Jeffrey Toobin to his former professor Alan Dershowitz: ‘What’s happened to you?’

The following article by Derek Hawkins was posted on the Washington Post website March 22, 2018:

Back in June 2017, conservative commentator Rush Limbaugh spent many minutes on his radio show extolling Alan Dershowitz, the renowned defense lawyer and Harvard Law School professor, for taking “100 percent Trumpist” positions on the Trump administration’s legal tangles.

“I don’t know what has happened to Professor Dershowitz,” Limbaugh said of the famed civil libertarian. “But whatever it is, I like it.”

On Wednesday, CNN legal analyst Jeffrey Toobin, who was once a student of Dershowitz’s, offered a similar assessment — only he left out that last part.

Toobin and Dershowitz spent 10 minutes on “Anderson Cooper 360” Wednesday night sparring over the decision to tap a special counsel to investigate Russian interference in the 2016 election.

At times, the conversation got personal. When Dershowitz said it was a “mistake” to appoint Robert S. Mueller III to lead the probe, Toobin lashed out.

“Alan, I don’t know what’s going on with you,” he said of his longtime friend and mentor, arguing that a special counsel was necessary.

“How has this come about that, in every situation over the past year, you have been carrying water for Donald Trump?” Toobin said later in the show. “This is not who you used to be, and you are doing this over and over again in situations that are just obviously rife with conflict of interest. And it’s just, like, what’s happened to you?”

Dershowitz parried, saying he had attacked President Trump on other issues, including the proposed entry bans on people from majority-Muslim countries.

“I’m not carrying his water. I’m saying the exact same thing I’ve said for 50 years. And, Jeffrey, you ought to know that, you were my student,” he said. “The fact that it applies to Trump now rather than applying to Bill Clinton is why people like you have turned against me.”

The two widely known legal commentators have gone at it before, but their exchanges haven’t always been this tense.

Last summer, after Trump fired James B. Comey, Dershowitz argued the novel theory that Trump couldn’t obstruct justice by ousting his FBI director, even if his goal was to shut down the Russia investigation, because hiring (and firing) officers of the government is a constitutional power. “Respectfully, I could not think Alan is more wrong,” Toobin said in a June panel discussion with Dershowitz.

Toobin isn’t the only one who’s questioned Dershowitz’s stances on the probe and its many ramifications.

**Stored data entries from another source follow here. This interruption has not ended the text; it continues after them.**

PR #1352, opened 2024-01-17
fix(examples): update port for tempo to remove conflict with host ports

connorsmith256:
I noticed this error:
```
docker-grafana-1    | logger=plugins.update.checker t=2024-01-17T19:00:23.605767216Z level=info msg="Update check succeeded" duration=119.701458ms
Error response from daemon: driver failed programming external connectivity on endpoint docker-wasmcloud-1 (a763906bc096c57b9addf7cead80f1eb84f61ded4344e69166a56b75f98bd801): Bind for 0.0.0.0:8000 failed: port is already allocated
```

So I simply updated the tempo port from 8000 to 7999

### DIFF
--- a/examples/docker/docker-compose-auxiliary.yml
+++ b/examples/docker/docker-compose-auxiliary.yml
@@ -27,5 +27,5 @@ services:
     volumes:
       - ./tempo.yaml:/etc/tempo.yaml
     ports:
-      - 8000:8000 # tempo
+      - 7999:7999 # tempo
       - 55681:55681 # otlp http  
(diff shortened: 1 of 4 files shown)


brooksmtownsend (approved):
8000 is also our httpserver default port, so we might run into an issue there for things where we're assuming no link defined port/address.

We could also just remap the tempo port to something else, I'm not sure if we depend on that or reference port 8000 in our documentation at the moment. Approving because fixing the issue is better than speculating about a possible problem

connorsmith256:
Great point @brooksmtownsend, I forgot 8000 was the default. Let's see if port 7999 works for tempo 😉

brooksmtownsend (approved):
Ignore my messages I didn't read tempo.yaml for a while and I can't delete them for some reason

PR #1355, opened 2024-01-18
feat(wadm): allow relative paths in file-based WADM manifests

vados-cosmonic:
## Feature or Problem

WADM does not allow non-relative file paths to be used for values like `image:` (which is relevant for actors and providers specified in the manifest).

If a user is using a local file path, it's very likely that the host on which the declarative architecture will be deployed is the same host as the one that is running `wadm`.

To enable users to more conveniently build declarative manifests, we can resolve `file://...` paths based on the path to the WADM file itself (which is known at load time).

The basic scheme is to update the `AppManifest`s to store YAML structure rather than a simple `String`, in order to enable iterating and replacing paths as is necessary.

This commit allows for relative paths in WADM manifests that are fed to commands like `wash app deploy`.

### DIFF
--- a/crates/wash-lib/src/app.rs
+++ b/crates/wash-lib/src/app.rs
@@ -1,10 +1,13 @@
 //! Interact with and manage wadm applications over NATS, requires the `nats` feature
 
-use std::{path::PathBuf, str::FromStr, time::Duration};
+use std::path::{Path, PathBuf};
+use std::str::FromStr;
+use std::time::Duration;
 
 use anyhow::{bail, Context, Result};
 use async_nats::{Client, Message};
 use regex::Regex;
+use tracing::warn;
 use wadm::server::{
     DeleteModelRequest, DeleteModelResponse, DeployModelRequest, DeployModelResponse,
     GetModelRequest, GetModelResponse, ModelSummary, PutModelResponse, StatusResponse,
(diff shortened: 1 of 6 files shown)


crates/wash-lib/src/app.rs
```diff
@@ -50,10 +52,59 @@ impl ToString for ModelOperation {
...
+            // Convert the base dir + relative path into a file based URL
+            let full_path = base_dir.as_ref().join(
+                s.strip_prefix("file://")
+                    .context("failed to strip prefix")?,
+            );
+            // Build a file based URL and replace the existing one
+            if let Ok(url) = Url::from_file_path(full_path) {
+                *s = url.into();
+            }
+        }
```
brooksmtownsend, line 89: Thoughts on outputting a warning log or similar for when we resolve a full file path, and then nothing is there?

This may or may not be an error depending on where the dev is in their workflow of course, but just a little heads up to say "hey, I know you wanted this Wasm and I didn't find it"

brooksmtownsend (approved):
Quick turnaround from community call, and what a feature!

brooksmtownsend (changes requested):
Actually sorry I'm going to be pedantic here, would you mind amending your commit to note that this is a `feat(wash-lib)!` as that's where the primary change occurs, and the breaking change is because of new functionality/public members?

crates/wash-lib/src/app.rs
vados-cosmonic: Sure, added that! It's possible that it's not a WASM file, could be a par.gz or any other kind of file actually but I added a more vague warning

vados-cosmonic:
No problem, didn't think this was a breaking change but if we're considering it one good thing it's getting in before 1.0

brooksmtownsend:
Yeah I think it's just _technically_ an API breaking change for wash-lib. There's already breaking changes in main so we're going to bump regardless for the next release, I just want to make sure our commits are all setup nicely so we can start evaluating tools for automatic releases, changelogs, etc etc.

crates/wash-lib/src/app.rs
vados-cosmonic: It ideally *shouldn't* happen, but previous code does not outright reject file paths that don't exist, so I didn't want to make that change here.

"reject file paths that don't exist" is definitely a worthwhile change, but can be handled in a follow up -- it's definitely a change of functionality.

brooksmtownsend (approved):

Dershowitz, a lifelong liberal and supporter of Bill and Hillary Clinton, has said that many of his old political allies have shunned him as he has made his case in television appearances and commentaries over the past year, as The Washington Post’s Fred Barbash reported.

Legal scholars have criticized Dershowitz’s arguments about obstruction of justice, including Daniel J. Hemel and Eric A. Posner of the University of Chicago, who wrote that the theory “crumbles under scrutiny.” Dershowitz told The Post in December that almost all of his Harvard colleagues disagree with him, and that those lawyers and scholars who do accept his views are afraid to say so publicly.

“None of my liberal friends invite me to dinner anymore,” Dershowitz said. “Thanks to Donald Trump, I’ve lost seven pounds. I call it the Donald Trump diet.”

In a column for the Hill on Wednesday, Dershowitz argued that the president was right to say that Mueller never should have been appointed to investigate the “so-called Russia connection.” The decision, he said, “has politicized our justice system beyond repair.” He advocated instead for a nonpartisan commission like the one that investigated the 9/11 terrorist attacks.

Trump cited Dershowitz’s words on Twitter Wednesday (and it wasn’t the first time).

Donald J. Trump

@realDonaldTrump

“Special Council is told to find crimes, whether a crime exists or not. I was opposed to the selection of Mueller to be Special Council. I am still opposed to it. I think President Trump was right when he said there never should have been a Special Council appointed because…..

In the CNN segment with Toobin, Cooper noted that the president was “very publicly echoing your argument.” Dershowitz defended himself.

“Collusion is not a crime. Obstruction of justice may not be a crime if the president engages in it as part of his constitutional authority,” Dershowitz said. “So I still take the position that it was a mistake to appoint a special counsel, that an investigative commission would have been better. The fact that the president quotes me is not something I control.”

Toobin seemed exasperated. He said appointing Mueller was a necessity because Attorney General Jeff Sessions had campaigned for Trump in 2016. It was mandatory, he said, “if we want to have a legal system that deserves any respect.”

“This is so obviously a conflict of interest,” Toobin said, “and this was the only way to resolve it.”